Yusuf diye bir genç...
İslam alimlerinden İbrahim Gülşeni Hazretleri'nden ders alıyor.
Tasavvuf yolunda ilerliyor.
Edirne'ye geçip Mevlevi Dergahı'na geliyor.
İnsanlara İslamiyet'i anlatıyor.
Onu çekemeyenler oluyor. "Cinayet işledi" diye iftira atıyorlar.
Yapılan araştırmada "Yalan" olduğu ortaya çıkıyor.
Mevleviyye yolunun büyüklerinden olan Yusuf Sinaneddin-i Sineçak Hazretleri'nden halk özür diliyor.
Yalvarıp Edirne'de kalmasını istiyorlar.
Ancak o İstanbul'a geliyor.
Sütlüce'ye yerleşiyor.
İnsanlara iyiliği ve Allah yolunu anlatıyor.
Dünya ve ahiret saadeti kazanmaları için ömrünü adıyor.
Zamanın Padişahı Kanuni Sultan Süleyman...
Sineçak Hazretleri'nin hizmetlerini ve tasavvufta katettiği yolu öğreniyor.
Sohbet edip, hayır duasını almak için İslam Alimi'ni saraya davet ediyor.
Yusuf Sineçak Hazretleri; Sultanlardan, devlet adamlarından, devlet ve siyaset işlerinde olanlardan ve dünya adamlarından uzak durmayı prensip edindiği için "SARAYA DAVET"i kabul etmiyor.
Kanuni üç defa daveti yineliyor.
Üçünde de "DUALARIMIZ SİZİNLE ama bizim devletle işimiz olmaz" denilerek reddediliyor.
Kanuni "O gelmezse biz gideriz" diyor.
Saltanat kayığına atladığı gibi soluğu Sütlüce'de alıyor.

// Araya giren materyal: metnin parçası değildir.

PR #2603, opened 2023-02-13
Update select-records.js

rabiibrahimi:
Add ability to show pagination one select records modal (if pagination enabled).

### DIFF
--- a/client/src/views/modals/select-records.js
+++ b/client/src/views/modals/select-records.js
@@ -255,6 +255,9 @@ define('views/modals/select-records', ['views/modal', 'search-manager'], functio
                 checkAllResultDisabled: !this.massRelateEnabled,
                 buttonsDisabled: true,
                 skipBuildRows: true,
+                pagination: this.getConfig().get('listPagination') ||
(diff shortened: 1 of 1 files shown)


client/src/views/modals/select-records.js
```diff
@@ -255,6 +255,9 @@ define('views/modals/select-records', ['views/modal', 'search-manager'], functio
                 checkAllResultDisabled: !this.massRelateEnabled,
                 buttonsDisabled: true,
                 skipBuildRows: true,
+                pagination: this.getConfig().get('listPagination') ||
+                    this.getMetadata().get(['clientDefs', this.scope, 'listPagination']) ||
```
yurikuzn, line 259: I'd rather have it w/o clientDefs. So that clientDefs > listPagination was applicable only for the list view.

rabiibrahimi: I didn't pa attention to that 
sorry

yurikuzn: No problem. I merged.

rabiibrahimi: Thanks

PR #2629, opened 2023-03-02
Appliers not applied for kanban requests

eymen-elkum:


yurikuzn:
This functionality was not the best decision and was added in an urgency. I wouldn't like it propagating to the application from out of Record/Service. Maybe we will need to add the similar functionality defined in metadata > selectDefs and applied automatically. Not yet sure.

yurikuzn:
JFI. Usage of InjectableFactory is not needed here, as the class itself can be injected via constructor. If's used in Record/Service only because of constraints dictated by a legacy.

eymen-elkum:
Thank you for the clarification, please let me know the alternative way when possible because we are using this in production project as additional access layer.

yurikuzn:
Maybe this will work for you: https://forum.espocrm.com/forum/developer-help/88614-apply-default-filter-using-accesscontrolfilter?p=88643#post88643

eymen-elkum:
Sorry for the late reply, 

Access Control Filters are applied per scope, is there a way to make them applied globally?
For many projects we needed to have additional generic filters and making it possible to have a class filter to "Global" will be perfect!

yurikuzn:
There's no way besides binding a custom FilterFactory here: https://github.com/espocrm/espocrm/blob/7.3.3/application/Espo/Core/Select/AccessControl/Applier.php#L62. But this would not be 100% future proof way as an implementation may change.

Adding new customization abilities to the framework time investments (even if it's a few lines of code). Currently, I'm concetrated on another work, don't want to make bad design decisions.

PR #2632, opened 2023-03-04
bug fix: tcpdf total page numbers for groups

bandtank:
The total page number was not correct for groups. The page number for a non-group was used, which produced the wrong result. The replaced value for the `totalPageNumber` placeholder in group mode has been changed from `ptp` to `ptg`. The `setPageNumbers` function has also been introduced to enhance code reuse.

Here is how the value of `totalPageNumber` changes as a result of the pull request:
```
Group   Page    Old   New
-----   ----    ---   ---
1       1       6     3
1       2       6     3
1       3       6     3
2       1       6     2
2       2       6     2
3       1       6     1
```
See [here](https://github.com/tecnickcom/TCPDF/blob/e3cffc9bcbc76e89e167e9eb0bbda0cab7518459/include/tcpdf_static.php#L72) for the TCPDF constant.

### DIFF
--- a/application/Espo/Tools/Pdf/Tcpdf/Tcpdf.php
+++ b/application/Espo/Tools/Pdf/Tcpdf/Tcpdf.php
@@ -128,20 +128,7 @@ class Tcpdf extends TcpdfOriginal
 
         $html = $this->headerHtml;
 
-        if ($this->useGroupNumbers) {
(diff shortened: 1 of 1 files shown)


yurikuzn:
Thanks. Could you access [CLA](https://github.com/espocrm/espocrm#contributing).

bandtank:
Done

Talebeleri Sineçak Hazretleri'ne durumu haber verip "Ne olur Padişahı kabul edin" diyorlar.
Gelen cevap "Söyleyin gelmesin" oluyor.
Padişah kapıya dayanıyor.
Talebeler yalvaran gözlerle Sineçak Hazretleri'ne bakıyor.
Sineçak Yusuf Baba oturduğu yerden kalkıyor.
Tatlı tatlı gülümseyip; "Pekala o gelirse biz gideriz" diyor.
Çilehaneye giriyor.
Talebeler kapıyı açıp Kanuni'yi içeri alıyor.
Cihan İmparatoru Kanuni, Sineçak Hazretleri'nin yanına geldiğinde şoka giriyor. Zira yere uzanmış ve ölmüş bir adamla karşılaşıyor.
Hatta Sineçak Hazretleri'nin, elleriyle yüzünü de kapattığına şahit oluyor.
Ertesi gün tüm İstanbul halkının katıldığı büyük törenle defnediliyor cenaze.
Ve Yusuf Sinaneddin-i Sineçak Hazretleri "Padişaha yüzünü bile göstermeyen Mevlevi ALİMİ" olarak tarihe geçiyor.